- **The problem**
For every line in the data below that contains "AgnosticIsolatedEnvironment", copy the line.

Saved data entries
+++++

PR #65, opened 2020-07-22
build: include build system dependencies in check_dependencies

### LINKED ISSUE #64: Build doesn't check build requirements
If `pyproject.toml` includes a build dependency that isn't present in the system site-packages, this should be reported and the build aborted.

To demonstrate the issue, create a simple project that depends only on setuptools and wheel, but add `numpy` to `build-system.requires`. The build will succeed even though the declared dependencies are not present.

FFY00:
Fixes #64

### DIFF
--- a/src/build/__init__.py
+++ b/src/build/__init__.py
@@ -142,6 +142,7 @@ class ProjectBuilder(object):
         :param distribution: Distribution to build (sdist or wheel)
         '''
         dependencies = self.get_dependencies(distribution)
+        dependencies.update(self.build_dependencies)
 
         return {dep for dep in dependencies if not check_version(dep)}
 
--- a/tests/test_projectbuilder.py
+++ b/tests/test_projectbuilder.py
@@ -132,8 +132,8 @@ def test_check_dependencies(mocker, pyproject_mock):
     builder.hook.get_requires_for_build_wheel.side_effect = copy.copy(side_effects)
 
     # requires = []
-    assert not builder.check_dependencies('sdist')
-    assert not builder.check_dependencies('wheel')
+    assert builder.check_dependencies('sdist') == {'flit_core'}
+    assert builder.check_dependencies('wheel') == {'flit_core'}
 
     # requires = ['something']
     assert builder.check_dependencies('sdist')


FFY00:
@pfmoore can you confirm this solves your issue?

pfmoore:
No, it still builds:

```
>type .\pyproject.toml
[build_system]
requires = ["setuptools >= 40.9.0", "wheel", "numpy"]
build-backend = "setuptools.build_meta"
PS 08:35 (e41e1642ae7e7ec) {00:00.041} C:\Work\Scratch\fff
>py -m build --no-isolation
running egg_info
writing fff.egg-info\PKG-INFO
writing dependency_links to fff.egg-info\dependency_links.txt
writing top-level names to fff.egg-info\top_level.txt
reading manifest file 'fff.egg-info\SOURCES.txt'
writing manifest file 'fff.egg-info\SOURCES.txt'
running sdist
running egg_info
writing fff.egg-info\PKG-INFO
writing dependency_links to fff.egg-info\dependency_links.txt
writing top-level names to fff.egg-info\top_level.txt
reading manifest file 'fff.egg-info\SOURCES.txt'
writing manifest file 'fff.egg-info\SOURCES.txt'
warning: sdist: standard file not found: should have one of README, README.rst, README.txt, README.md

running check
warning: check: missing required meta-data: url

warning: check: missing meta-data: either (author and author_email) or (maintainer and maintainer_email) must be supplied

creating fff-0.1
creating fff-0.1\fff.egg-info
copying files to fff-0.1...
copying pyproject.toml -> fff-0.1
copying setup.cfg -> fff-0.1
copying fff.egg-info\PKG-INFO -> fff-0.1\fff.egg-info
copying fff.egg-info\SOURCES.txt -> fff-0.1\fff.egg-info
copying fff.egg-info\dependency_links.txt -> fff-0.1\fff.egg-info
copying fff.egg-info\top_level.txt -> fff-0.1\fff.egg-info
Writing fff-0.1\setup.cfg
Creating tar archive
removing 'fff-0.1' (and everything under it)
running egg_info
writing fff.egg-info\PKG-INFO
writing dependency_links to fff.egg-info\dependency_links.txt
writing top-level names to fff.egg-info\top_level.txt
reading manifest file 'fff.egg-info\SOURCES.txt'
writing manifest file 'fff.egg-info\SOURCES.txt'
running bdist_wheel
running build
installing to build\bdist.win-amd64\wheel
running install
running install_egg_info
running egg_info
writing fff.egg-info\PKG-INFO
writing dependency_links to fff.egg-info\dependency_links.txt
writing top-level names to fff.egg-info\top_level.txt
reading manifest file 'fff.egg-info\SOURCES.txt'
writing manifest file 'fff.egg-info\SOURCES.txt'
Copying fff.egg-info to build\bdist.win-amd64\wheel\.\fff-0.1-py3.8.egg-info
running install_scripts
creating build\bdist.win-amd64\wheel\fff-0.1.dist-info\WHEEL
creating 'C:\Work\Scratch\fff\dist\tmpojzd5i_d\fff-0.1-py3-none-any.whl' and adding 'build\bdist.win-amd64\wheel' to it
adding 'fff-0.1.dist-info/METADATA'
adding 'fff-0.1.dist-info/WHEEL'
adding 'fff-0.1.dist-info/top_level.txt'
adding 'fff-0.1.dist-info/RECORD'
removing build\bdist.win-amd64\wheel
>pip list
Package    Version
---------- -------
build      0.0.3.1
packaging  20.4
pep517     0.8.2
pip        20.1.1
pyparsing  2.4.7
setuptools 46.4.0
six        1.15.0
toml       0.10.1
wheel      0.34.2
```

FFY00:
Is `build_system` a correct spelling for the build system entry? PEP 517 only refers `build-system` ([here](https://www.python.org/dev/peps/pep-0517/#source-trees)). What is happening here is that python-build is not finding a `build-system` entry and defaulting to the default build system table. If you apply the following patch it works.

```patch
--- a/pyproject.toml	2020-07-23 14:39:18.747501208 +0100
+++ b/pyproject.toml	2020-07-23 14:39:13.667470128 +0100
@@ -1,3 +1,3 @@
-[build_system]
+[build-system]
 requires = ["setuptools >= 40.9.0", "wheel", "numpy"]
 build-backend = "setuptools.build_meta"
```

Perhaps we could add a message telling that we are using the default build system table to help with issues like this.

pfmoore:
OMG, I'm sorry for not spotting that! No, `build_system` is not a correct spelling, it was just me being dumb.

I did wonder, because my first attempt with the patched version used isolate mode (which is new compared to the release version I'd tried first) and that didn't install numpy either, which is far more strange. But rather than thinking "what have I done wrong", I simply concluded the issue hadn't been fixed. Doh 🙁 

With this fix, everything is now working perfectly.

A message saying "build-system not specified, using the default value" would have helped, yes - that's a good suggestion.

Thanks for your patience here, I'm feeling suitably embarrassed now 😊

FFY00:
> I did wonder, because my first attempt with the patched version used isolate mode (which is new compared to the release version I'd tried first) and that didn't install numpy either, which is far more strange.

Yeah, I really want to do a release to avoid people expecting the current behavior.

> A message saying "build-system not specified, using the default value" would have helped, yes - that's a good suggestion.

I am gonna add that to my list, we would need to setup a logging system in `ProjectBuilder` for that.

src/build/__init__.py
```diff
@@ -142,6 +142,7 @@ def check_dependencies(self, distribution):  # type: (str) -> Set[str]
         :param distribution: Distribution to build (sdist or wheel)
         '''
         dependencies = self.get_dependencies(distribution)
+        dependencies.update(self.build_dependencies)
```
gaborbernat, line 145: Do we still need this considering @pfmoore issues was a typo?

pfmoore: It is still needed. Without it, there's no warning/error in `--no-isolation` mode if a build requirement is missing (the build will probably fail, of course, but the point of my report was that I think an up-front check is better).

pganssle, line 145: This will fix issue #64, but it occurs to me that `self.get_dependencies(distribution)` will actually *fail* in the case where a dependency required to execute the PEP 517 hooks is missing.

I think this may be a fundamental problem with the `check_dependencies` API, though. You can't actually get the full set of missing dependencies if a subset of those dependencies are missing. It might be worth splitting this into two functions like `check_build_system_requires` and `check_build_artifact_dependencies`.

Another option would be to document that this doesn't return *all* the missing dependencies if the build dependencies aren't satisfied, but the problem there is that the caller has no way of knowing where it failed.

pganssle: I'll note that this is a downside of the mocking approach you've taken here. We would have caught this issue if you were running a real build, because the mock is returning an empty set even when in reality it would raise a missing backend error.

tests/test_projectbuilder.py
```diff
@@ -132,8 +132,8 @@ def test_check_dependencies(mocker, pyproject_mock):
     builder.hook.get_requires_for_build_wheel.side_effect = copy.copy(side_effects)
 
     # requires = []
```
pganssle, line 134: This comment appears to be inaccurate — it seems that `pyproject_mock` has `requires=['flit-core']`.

+++++

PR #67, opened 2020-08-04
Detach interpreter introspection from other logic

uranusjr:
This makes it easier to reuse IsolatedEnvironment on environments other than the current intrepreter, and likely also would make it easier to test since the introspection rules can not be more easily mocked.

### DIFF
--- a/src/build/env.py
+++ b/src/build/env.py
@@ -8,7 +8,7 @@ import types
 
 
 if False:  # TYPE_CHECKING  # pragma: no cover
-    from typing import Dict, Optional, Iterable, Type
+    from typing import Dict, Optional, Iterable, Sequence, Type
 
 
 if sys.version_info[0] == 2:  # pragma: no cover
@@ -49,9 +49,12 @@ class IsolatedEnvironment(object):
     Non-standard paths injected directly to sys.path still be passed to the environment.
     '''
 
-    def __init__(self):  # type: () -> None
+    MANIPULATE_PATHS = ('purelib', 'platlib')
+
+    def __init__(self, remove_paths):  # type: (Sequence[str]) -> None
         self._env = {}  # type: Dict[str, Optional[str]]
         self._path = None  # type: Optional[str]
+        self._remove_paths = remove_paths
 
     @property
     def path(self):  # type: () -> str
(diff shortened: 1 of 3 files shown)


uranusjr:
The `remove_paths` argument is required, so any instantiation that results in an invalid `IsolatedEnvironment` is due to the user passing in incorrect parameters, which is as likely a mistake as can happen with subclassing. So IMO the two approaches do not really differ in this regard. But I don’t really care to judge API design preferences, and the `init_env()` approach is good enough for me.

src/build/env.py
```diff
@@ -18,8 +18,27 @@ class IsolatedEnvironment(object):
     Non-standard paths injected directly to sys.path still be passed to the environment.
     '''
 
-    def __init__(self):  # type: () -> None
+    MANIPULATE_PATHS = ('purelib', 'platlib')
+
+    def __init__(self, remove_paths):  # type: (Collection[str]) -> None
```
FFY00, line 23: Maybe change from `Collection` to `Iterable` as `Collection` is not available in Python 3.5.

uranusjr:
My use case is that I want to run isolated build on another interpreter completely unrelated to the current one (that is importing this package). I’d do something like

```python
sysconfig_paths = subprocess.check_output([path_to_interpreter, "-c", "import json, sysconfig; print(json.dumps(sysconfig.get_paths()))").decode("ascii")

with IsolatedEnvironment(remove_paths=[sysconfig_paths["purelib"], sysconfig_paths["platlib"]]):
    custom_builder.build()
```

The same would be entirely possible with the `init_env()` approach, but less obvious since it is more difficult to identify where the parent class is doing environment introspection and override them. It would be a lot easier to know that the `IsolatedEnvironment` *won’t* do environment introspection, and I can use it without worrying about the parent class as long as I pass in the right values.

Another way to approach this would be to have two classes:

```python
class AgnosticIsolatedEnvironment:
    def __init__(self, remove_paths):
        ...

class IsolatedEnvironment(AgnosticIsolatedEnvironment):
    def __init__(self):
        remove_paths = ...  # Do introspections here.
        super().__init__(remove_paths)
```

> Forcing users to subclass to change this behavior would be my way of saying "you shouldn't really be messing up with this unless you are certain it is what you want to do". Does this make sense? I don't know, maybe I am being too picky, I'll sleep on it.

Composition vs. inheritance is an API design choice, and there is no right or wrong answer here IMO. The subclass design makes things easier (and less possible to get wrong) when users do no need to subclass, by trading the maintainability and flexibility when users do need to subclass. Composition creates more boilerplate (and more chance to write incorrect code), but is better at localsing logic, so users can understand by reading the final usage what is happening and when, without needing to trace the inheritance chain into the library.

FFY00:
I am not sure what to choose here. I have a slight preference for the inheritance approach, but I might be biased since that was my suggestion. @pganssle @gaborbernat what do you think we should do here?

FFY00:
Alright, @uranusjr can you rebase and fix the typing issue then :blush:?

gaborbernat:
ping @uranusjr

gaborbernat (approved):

+++++

- **Answer section**
class AgnosticIsolatedEnvironment:
class IsolatedEnvironment(AgnosticIsolatedEnvironment):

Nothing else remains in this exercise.